İlk 45 bittiğinde ortalık yanıyordu. Fenerbahçe futbol kalitesi olarak sezon ortalamasının bile çok altında kaldı. Pendik baskısı, oyunun sertliği, yatanın yerden kalkmaması, tempoyu düşürmek adına 17 kez faul yapmaları, Kadıköy'e bir "kör dövüşü" getirdi. Toplam 21 dakika uzatma geldi maça. Düşünün artık.
Halil Akbunar 10 dakika önce kaçırdığı golü, aynı yerden atınca sancılı gece kâbus eşiğindeydi.
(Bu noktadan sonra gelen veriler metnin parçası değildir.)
PR #5781, opened 2023-03-23
5649 deprecation calendar external data flow

### LINKED ISSUE #5649: Implement the external data flow for Chrome deprecations
Follow-up to https://github.com/GoogleChrome/developer.chrome.com/issues/5210, blocked by #5646.

Extend (and probably rename) the existing `chrome-release` external data flow, to fetch the data needed for the the Deprecations Calendar.

An example implementation of what's needed can be found here: https://chrome-status-lite.deno.dev/deprecations (Source: https://github.com/PaulKinlan/ChromeStatusLite/blob/main/src/routes/deprecations.ts). The existing flow is using the same API, thought querying it not that sophisticated, which might make sense given the amount of data we use from it.

simgobb:
Fixes #5649 

- create an external data flow to fetch all the data needed for the deprecation calendar


external/build/deprecation-calendar.js
```diff
@@ -0,0 +1,116 @@
...
+ *
+ * @return {promise} A promise that resolves in an array containing
+ * all the deprecations
+ */
+async function fetchDeprecations() {
+  let deprecations = [];
+  try {
+    const data = await fetch(DEPRECATION_ENDPOINT);
+
+    const deprecationsText = (await data.text()).substring(5);
```
matthiasrohmer, line 21: Add a comment why the substring is needed.

external/build/deprecation-calendar.js
```diff
@@ -0,0 +1,116 @@
...
+  } catch (error) {
+    console.error('Error fetching the channels', error);
+  }
+
+  return channels;
+}
+
+/**
+ * Starting from an array of deprecations, removes the ones that have
+ * no Chrome version associated and them orders them chronologically
```
matthiasrohmer, line 60: Nit: then

matthiasrohmer (commented):
Only had a quick look. This looks about right. To your question how to deal with related articles, I would go with the same approach as for the YouTube stuff, creating a data helper in site/_data that pulls the fetched data from this job as well as a manually maintained yaml that links deprecations to a list of articles. Maybe by deprecation id...?

external/build/deprecation-calendar.js
```diff
@@ -0,0 +1,121 @@
...
+
+const DEPRECATION_ENDPOINT =
+  'https://chromestatus.com/api/v0/features?q=feature_type=3';
+
+const CHANNELS_ENDPOINT = 'https://chromestatus.com/api/v0/channels';
+
+/**
+ * Fetches all the deprecations from a list of features
+ *
+ * @return {promise} A promise that resolves in an array containing
```
matthiasrohmer, line 13: A better type would be `Promise<any[]>`

external/build/deprecation-calendar.js
```diff
@@ -0,0 +1,121 @@
...
+ * all the deprecations
+ */
+async function fetchDeprecations() {
+  let deprecations = [];
+  try {
+    const data = await fetch(DEPRECATION_ENDPOINT);
+
+    const deprecationsText = (await data.text()).substring(5); // Remove first 5 chars to have a correctly formatted JSON
```
matthiasrohmer, line 21: Style nit: move comment above line, but also reuse `let data` for this block instead of defining multiple one-off `const`s.

external/build/deprecation-calendar.js
```diff
@@ -0,0 +1,121 @@
...
+ * @param {number  | undefined} end newest version needed
+ * @return {promise} A promise that resolves in an array containing
+ * all the channel infos needed
+ */
+async function fetchChannels(start, end) {
+  let channels = [];
+  let queryString = '';
+  if (start !== undefined && end !== undefined) {
+    queryString = `?start=${start}&end=${end}`;
+  }
```
matthiasrohmer, line 44: Use the `URLSearchParams` API instead.

external/build/deprecation-calendar.js
```diff
@@ -0,0 +1,121 @@
...
+
+  try {
+    const data = await fetch(`${CHANNELS_ENDPOINT}${queryString}`);
+
+    const channelsText = (await data.text()).substring(5); // Remove first 5 chars to have a correctly formatted JSON
+    channels = JSON.parse(channelsText);
+  } catch (error) {
+    console.error('Error fetching the channels', error);
+  }
```
matthiasrohmer, line 53: Consider refactoring this into a reusable `apiFetch` (or anything) method to deduplicate L19-25

external/build/deprecation-calendar.js
```diff
@@ -0,0 +1,121 @@
...
+ * @return {number}
+ */
+function deprecationsSort(a, b) {
+  if (!b.browsers.chrome.desktop) return -1;
+  if (!a.browsers.chrome.desktop) return 1;
+
+  return (
+    parseInt(b.browsers.chrome.desktop) - parseInt(a.browsers.chrome.desktop)
+  );
+}
```
matthiasrohmer, line 89: Refactor to take the full array instead, easier to extend.

external/build/deprecation-calendar.js
```diff
@@ -0,0 +1,121 @@
...
+      id: deprecation.id,
+      version: deprecation.browsers.chrome.desktop,
+      name: deprecation.name,
+      date: date,
+    };
+
+    return formattedDeprecation;
+  });
+
+  const targetFile = path.join(__dirname, '../data/deprecation-calendar.json');
```
matthiasrohmer, line 113: Use `chromeDeprecations.json` as a name, I think it's more descriptive, while at the same time not limiting the data use to the calendar page.

site/_data/deprecation-calendar/deprecation-articles.yml
```diff
@@ -0,0 +1,2 @@
+- deprecation_id: 6239658726391808
```
matthiasrohmer, line 1: Since you got `deprecations` (mind the s 😉 ) in the folder title, no need to duplicate it in the file name.

site/_data/deprecationCalendar.js
```diff
@@ -0,0 +1,73 @@
+const path = require('path');
```
matthiasrohmer, line 1: Move into `site/_data/deprecation-calendar/index.js` - not too sure if that works, but it would be neat 😄

site/_data/deprecationCalendar.js
```diff
@@ -0,0 +1,73 @@
...
+const fs = require('fs').promises;
+const yaml = require('js-yaml');
+
+/**
+ * Pulls a list of deprecataion items
```
matthiasrohmer, line 6: Nit: `deprecation`

site/_data/deprecationCalendar.js
```diff
@@ -0,0 +1,73 @@
...
+}
+
+/**
+ * Pulls articles related to deprecations from the deprecation-articles.yml file
+ *
+ * @return {promise} A promise that resolves in an array containing all the articles
+ */
+async function getArticles() {
+  let articles;
+  const articlesFile = path.join(
```
matthiasrohmer, line 33: Misleading variable name, that's only the path, as this will always be the same consider moving it to the top of the file like `const RELATED_ARTICLES_PATH = ...`.

site/_data/deprecation-calendar/deprecation-articles.yml
```diff
@@ -0,0 +1,2 @@
...
+  article: "/articles/declarative-shadow-dom/"
```
matthiasrohmer, line 2: As it's a 1:1 relationship, consider using the id as a key, this will allow you to simply lookup articles by id further down, instead of needing to do `articles.filter` everytime you want to look one up.

site/_data/deprecationCalendar.js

Bu ilk defa olmuyor. Adına "taktik faul" denilen bu illet, bu oyunda var maalesef. Çözüm hakemin bunu fark edip, izin vermemesinde. 17 faulün karşılığı sadece iki sarı kart olunca, bahsettiğimiz yangının alevleri büyüdü, tribünleri sardı, gerilim arttı.
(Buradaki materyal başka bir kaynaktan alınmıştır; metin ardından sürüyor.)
PR #5830, opened 2023-03-28
Tighten up the intro to the migration guide

jpmedley:
Almost everything in intro other than the list was stated at least twice. This PR fixes that.


jpmedley:
@IanStanion-google This is super small. Can you please look at this real quick?

PR #5883, opened 2023-04-02
Fix anchor typo

daidr:

- Fixed an anchor typo in https://developer.chrome.com/docs/extensions/reference/runtime

image


AaronForinton (approved):
LGTM, thanks for spotting and correcting this.

PR #178, opened 2021-08-19
Dummy data setup was broken, fix it

aragilar:
Looks like something broke dummyData, this fixes it so we can continue testing new fields.


Denubis:
bors try

Denubis:
bors ping

Denubis:
bors try

Denubis:
@aragilar I think this is the point where I hand it to you. It runs, and spawns the trying things -- but since only one of the three builds failed, it might be a code thing?

PR #194, opened 2021-09-03
Variants

aidanfar0:
This adds a layer on top of record views: variants
Each record can be only 1 of the variants, and records can't change what variant they are (yet)
A record being a different variant means it has a whole different set of fields and different views

Views can be shared between variants (like how components can be shared between views, i think)

In terms the database datamodel, the variant type of a record/revision is stored on the Revision,
This is because it's not an attribute-value-pair, but I still would like to allow changes to the variant type (so it can't go on the Record)

TODO: Better UI

### DIFF
--- a/src/data_storage/merging.ts
+++ b/src/data_storage/merging.ts
@@ -201,6 +201,11 @@ export async function do3WayMerge(
     return await doFastForward(project_id, merge_result, base, them, us);
   }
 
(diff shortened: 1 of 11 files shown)


aidanfar0:
I haven't thorougly checked how the staging area interacts with this, but I think on a cursory analysis it's not loosing too much data

PR #199, opened 2021-09-14
Fix variants new record

aidanfar0:
This fixes a lot of new 404s that were occuring when trying to create new records.
The 'Add' button on the homepage now separates into different buttons for each viewset,

Technical note on the issue I discussed with James: To fix it,
/new-record/type/:type_id has changed to /new-record/type/:type_id/record/:record_id,
Where there is a redirect from the former to the latter that is where the UUID is generated now (It's a prop in RecordCreate element)

### DIFF
--- a/src/App.tsx
+++ b/src/App.tsx
@@ -19,7 +19,12 @@
  */
 
 import React from 'react';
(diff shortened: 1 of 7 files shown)


aragilar:
bors ping

PR #203, opened 2021-09-16
Add helper for creating a new local project

aragilar:
@KateSHENG This should allow you to create local projects for use in the project builder.
@aidanfar0 Can you sanity check this and then merge? There's also a hook for writing up to the conductor, once that's read.


aidanfar0:
!bors +r

PR #205, opened 2021-09-16
Make the mutli step form behave more nicely

aragilar:
This splits apart the logic in the form class into self-contained bits, leaving it handling the top level form state. Views and fields are now more self-contained, making it easier to reason about the state.

I'm still tossing up pulling out the initial values logic from the form.

We probably also want to add buttons at the bottom for prev/next, and have errors displayed somehow on the view bar at the top (I'll create an issue for this).


aidanfar0 (approved):
I've made changes to staging to get rid of the dependency on view name. Clearing the form now clears every view

aidanfar0:
bors +r

PR #209, opened 2021-09-30
Documentation demo

Denubis:
Added command `npm run docs` to build docs. Once accepted, I'll get github pages to point to `main` instead of the branch.


aragilar:
@Denubis Looks like this produces lots of files, which confuses the build, can we put the docs on a different branch?

Denubis:
Trivially. Right now it's rendering from `documentation-demo` without drama.

Denubis:
I'd say reject this PR, rename s/-demo// and call it good? In the fullness of time, we'll figure out how to get bors to commit into the thing, but... not right now?

PR #214, opened 2021-10-06
Ensure that local projects get connected to events

aragilar:
@aidanfar0 I'm getting an odd issue when I create a local project and refresh the page, the initialisation doesn't resolve, can you take a look?


aragilar:
Aidan's changes fix the issue I had, so merging.

bors r+

PR #216, opened 2021-10-07
Fix multiple drafts lists constantly loading

aidanfar0:


aragilar:
The drafts lack ids/links, so they can't be edited: [
Screenshot 2021-10-07 at 17-48-04 FAIMS3
](url)

Otherwise it seems to stop the continuous loading.

PR #227, opened 2021-10-08
Add editable_by for storing ACL information

aragilar:
I'm not sure if we want read-only access as well. We'd need to pass that information down to the field, which may or may not make sense to the field.


Denubis:
@aragilar  this seems *super* stale, is this relevant?

PR #232, opened 2021-10-13
Add dependency on Steve's map package

aragilar:
This should avoid the issues with the locks in #208. I'm going to add the rest of that PR on top of this branch, in a different branch (to keep things clean).


aragilar:
@Denubis @stevecassidy It looks like even though https is specified in `package.json`, npm wants to use ssh in the `package-lock.json`. I suspect the best way forward would be to upload the package to npm.

Denubis:
Want me to set up auto-CI to do this?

İsmail Kartal üç sarı kartlı defansından, ikisini yanına aldı ikinci yarı başlarken. Belki de bir planı fark etti, engellemek istedi. Yenik takım, defansif hamle yapıyorsa, kodlarını doğru okumak gerekiyor
Mert Hakan'ın imkânsız golü ile birlikte, Kadıköy "inanan" havasına geri döndü. Bu sezon ilk defa tribünler bir maçı böyle yüksek konsantrasyon ile oynadı. Her saniye içindeydiler sahanın. Onlar istedi, takım koştu. Takım koştu, goller geldi, rakibin kırmızıları ile beraber. İrfan Can Kahveci oyuna girişi ile birlikte ofansif organizasyonu bambaşka hale getirdi. Sorun şu; İrfan Can'ın ayağı ceza alanı çizgisiyle temasta olduğu halde VAR penaltı kararını 2,5 dakikada verdi. Her maçta "nasıl vermeyiz, nasıl saymayız-sayarız" beklemesi yapıyorlar. İzah edemezler kendilerini, kimse inanmaz onlara.
Avrupa'da Türk Bayrağı ellerinde, ligde "vazgeçmeyen" karakterleri ile sahadalar. "Hak edilmiş" şekilde sürekli yokuş çıkıyorlar. Helal olsun.